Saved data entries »
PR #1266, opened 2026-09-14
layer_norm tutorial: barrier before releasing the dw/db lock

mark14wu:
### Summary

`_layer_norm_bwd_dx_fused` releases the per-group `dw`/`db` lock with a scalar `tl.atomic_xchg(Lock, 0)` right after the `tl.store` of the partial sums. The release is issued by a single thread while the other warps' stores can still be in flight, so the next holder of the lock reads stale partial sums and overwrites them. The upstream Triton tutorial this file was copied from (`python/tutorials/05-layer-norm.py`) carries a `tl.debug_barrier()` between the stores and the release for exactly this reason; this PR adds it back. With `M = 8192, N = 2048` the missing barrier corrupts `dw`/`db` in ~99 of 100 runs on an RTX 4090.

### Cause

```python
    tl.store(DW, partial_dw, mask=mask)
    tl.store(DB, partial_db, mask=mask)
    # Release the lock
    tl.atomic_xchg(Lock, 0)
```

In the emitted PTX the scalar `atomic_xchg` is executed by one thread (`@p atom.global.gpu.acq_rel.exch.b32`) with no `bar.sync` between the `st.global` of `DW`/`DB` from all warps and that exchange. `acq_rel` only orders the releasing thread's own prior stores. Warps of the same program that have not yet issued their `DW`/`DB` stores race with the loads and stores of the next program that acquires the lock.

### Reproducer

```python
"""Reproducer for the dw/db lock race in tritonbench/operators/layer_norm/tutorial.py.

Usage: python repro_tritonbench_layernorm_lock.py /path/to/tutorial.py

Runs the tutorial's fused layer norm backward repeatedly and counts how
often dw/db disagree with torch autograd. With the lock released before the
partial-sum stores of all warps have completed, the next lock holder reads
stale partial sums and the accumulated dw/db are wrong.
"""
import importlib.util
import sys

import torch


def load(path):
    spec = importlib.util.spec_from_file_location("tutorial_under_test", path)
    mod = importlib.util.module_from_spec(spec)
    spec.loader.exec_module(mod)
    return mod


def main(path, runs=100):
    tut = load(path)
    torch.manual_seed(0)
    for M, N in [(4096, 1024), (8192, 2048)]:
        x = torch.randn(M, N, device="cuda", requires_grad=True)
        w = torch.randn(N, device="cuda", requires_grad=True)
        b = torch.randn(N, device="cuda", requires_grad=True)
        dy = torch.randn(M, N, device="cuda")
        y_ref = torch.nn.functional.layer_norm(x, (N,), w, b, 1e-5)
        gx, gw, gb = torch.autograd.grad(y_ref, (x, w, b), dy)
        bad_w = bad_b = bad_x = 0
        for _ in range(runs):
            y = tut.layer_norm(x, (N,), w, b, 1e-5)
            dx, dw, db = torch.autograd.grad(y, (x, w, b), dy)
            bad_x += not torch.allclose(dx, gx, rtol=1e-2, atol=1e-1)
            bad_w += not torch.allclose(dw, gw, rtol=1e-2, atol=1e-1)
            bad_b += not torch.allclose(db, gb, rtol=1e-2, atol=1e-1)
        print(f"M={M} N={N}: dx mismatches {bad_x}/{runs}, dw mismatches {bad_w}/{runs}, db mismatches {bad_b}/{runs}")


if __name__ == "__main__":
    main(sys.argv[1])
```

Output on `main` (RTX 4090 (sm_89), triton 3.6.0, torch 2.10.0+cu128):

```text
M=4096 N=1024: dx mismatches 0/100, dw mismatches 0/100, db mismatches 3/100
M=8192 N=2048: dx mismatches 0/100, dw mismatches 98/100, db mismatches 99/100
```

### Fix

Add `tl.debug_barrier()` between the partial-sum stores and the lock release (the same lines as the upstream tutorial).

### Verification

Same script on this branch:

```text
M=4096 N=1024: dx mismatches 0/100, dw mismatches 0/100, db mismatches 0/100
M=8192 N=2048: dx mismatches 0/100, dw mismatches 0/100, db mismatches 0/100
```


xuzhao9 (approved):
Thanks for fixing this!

---

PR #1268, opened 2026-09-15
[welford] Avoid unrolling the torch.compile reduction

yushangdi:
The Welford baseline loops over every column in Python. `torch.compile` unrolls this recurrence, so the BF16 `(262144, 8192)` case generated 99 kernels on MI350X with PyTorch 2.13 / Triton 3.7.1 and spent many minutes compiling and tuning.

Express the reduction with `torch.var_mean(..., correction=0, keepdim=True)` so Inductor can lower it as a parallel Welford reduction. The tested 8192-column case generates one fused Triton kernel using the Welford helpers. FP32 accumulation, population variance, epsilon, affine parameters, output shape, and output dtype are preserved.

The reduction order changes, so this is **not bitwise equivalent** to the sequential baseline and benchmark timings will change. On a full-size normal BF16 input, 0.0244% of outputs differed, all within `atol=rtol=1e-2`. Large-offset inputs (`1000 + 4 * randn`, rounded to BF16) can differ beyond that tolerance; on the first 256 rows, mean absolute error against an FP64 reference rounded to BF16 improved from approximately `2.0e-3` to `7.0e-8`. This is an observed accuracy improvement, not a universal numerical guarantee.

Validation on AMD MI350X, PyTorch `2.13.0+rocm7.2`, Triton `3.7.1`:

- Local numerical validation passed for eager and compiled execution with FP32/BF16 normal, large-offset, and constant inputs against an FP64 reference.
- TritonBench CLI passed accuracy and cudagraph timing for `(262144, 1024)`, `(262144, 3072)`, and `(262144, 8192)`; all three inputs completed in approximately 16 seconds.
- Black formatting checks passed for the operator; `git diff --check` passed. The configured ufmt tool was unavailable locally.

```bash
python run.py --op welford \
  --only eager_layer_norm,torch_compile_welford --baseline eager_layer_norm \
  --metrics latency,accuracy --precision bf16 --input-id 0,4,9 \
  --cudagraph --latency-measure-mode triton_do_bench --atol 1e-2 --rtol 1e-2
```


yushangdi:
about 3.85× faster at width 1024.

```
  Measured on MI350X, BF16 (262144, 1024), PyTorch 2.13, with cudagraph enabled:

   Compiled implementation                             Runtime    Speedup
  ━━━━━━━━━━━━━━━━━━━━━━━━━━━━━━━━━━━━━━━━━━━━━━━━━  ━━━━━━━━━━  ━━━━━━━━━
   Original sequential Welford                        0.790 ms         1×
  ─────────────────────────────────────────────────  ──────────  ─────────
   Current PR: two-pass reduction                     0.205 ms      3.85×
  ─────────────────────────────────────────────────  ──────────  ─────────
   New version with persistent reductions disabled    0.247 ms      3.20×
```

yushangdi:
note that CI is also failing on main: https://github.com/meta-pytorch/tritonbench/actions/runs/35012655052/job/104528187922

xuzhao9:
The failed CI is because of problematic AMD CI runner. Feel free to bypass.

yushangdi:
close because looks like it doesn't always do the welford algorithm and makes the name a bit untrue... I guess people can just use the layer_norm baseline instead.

Directions for this task » Each line above that contains the word "path" should be copied.

Solved problem »
Usage: python repro_tritonbench_layernorm_lock.py /path/to/tutorial.py
def load(path):
    spec = importlib.util.spec_from_file_location("tutorial_under_test", path)
def main(path, runs=100):
    tut = load(path)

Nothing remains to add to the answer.